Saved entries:

* * *

Issue #3971, opened 2024-05-04
Move `bacalhau get` to `bacalhau job get`


wdbaruni:
today we have `bacalhau get` to fetch results. We v2 CLIs we started to introduce the resource type the command relates to, such as `bacalhau job describe` instead of `bacalhau describe`, and `bacalhau job list` instead of `bacalhau list`

This issue is about introducing `bacalhau job get` that should act similarly to `bacalhau get`

If `bacalhau get` is used print the error message:
```
This command has moved! Please use `job get` to download job results.
```

PR #4008, opened 2024-05-17
added get to job type command

leostelon:
PR contains
1. Add bacalhau job get to download results. #3971 
2. Removed unused parameters from legacy get_test.go.
3. Modified description to download jobs using the "job get" command.


cmd/cli/job/get.go
```diff
@@ -0,0 +1,103 @@
...
+}
+
+func NewGetOptions() *GetOptions {
+	return &GetOptions{
+		DownloadSettings: cliflags.NewDefaultDownloaderSettings(),
+	}
+}
+
+func NewGetCmd() *cobra.Command {
+	OG := NewGetOptions()
```
wdbaruni, line 44: What would be great is if we can have the existing `get` command call this new implementation to avoid duplicating code. Similar to how we are handling `bacalhau logs` and `bacalhau job logs` https://github.com/bacalhau-project/bacalhau/blob/main/cmd/cli/logs/logs.go

I would also move the tests to this package as our goal is to eventually deprecate `bacalhau get` and only keep `bacalhau job get`

cmd/util/printer/print_legacy.go
```diff
@@ -129,11 +129,11 @@ func PrintJobExecutionLegacy(
 
 	hasResults := slices.ContainsFunc(js.Executions, func(e model.ExecutionState) bool { return e.RunOutput != nil })
 	if !quiet && hasResults {
-		cmd.Printf("\nTo download the results, execute:\n\t"+os.Args[0]+" get %s\n", j.ID())
+		cmd.Printf("\nTo download the results, execute:\n\t"+os.Args[0]+" job get %s\n", j.ID())
 	}
 
 	if !quiet {
-		cmd.Printf("\nTo get more details about the run, execute:\n\t"+os.Args[0]+" describe %s\n", j.ID())
+		cmd.Printf("\nTo get more details about the run, execute:\n\t"+os.Args[0]+" job describe %s\n", j.ID())
```
wdbaruni, line 136: we still want the legacy commands to refer to the legacy `get` and `describe` commands as `bacalhau describe`'s output is different than `bacalhau job describe`

wdbaruni (changes requested):
Thanks Leo for your awesome contribution. Just some minor comments

cmd/cli/job/get.go
leostelon: Can you check now, I have removed the duplicate code.

leostelon:
Can you check now, I have removed the duplicate code.

wdbaruni:
Thanks @leostelon for your contribution. Your changes were merged using a different PR as we have an issue with cricleci that we are trying to fix
https://github.com/bacalhau-project/bacalhau/commit/36a859e1a362fe2fa5c38b7fe49d854c07043415

PR #4009, opened 2024-05-20
run demo network on nats

### LINKED ISSUE #3958: Redeploy Demo network with NATs as the transport layer
Currently the production network is deployed using libp2p as the transport layer. It should instead be deployed using the default, NATS.
Additionally the default config used by bacalhau will need to be modified to include the production networks orchestrator IP address as the default orchestrator compute nodes use when they start up.

wdbaruni:
Closes #3958


frrist (approved):
assuming the deployment wen as expected LGTM. If you didn't deploy from this change then let's not merge until that is done.

wdbaruni:
> assuming the deployment wen as expected LGTM. If you didn't deploy from this change then let's not merge until that is done.

already deployed on Monday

* * *

● TASK GOAL
Go through the entries above and pull out each line with "assuming" in it.

● SOLUTION TO THIS TASK
assuming the deployment wen as expected LGTM. If you didn't deploy from this change then let's not merge until that is done.
> assuming the deployment wen as expected LGTM. If you didn't deploy from this change then let's not merge until that is done.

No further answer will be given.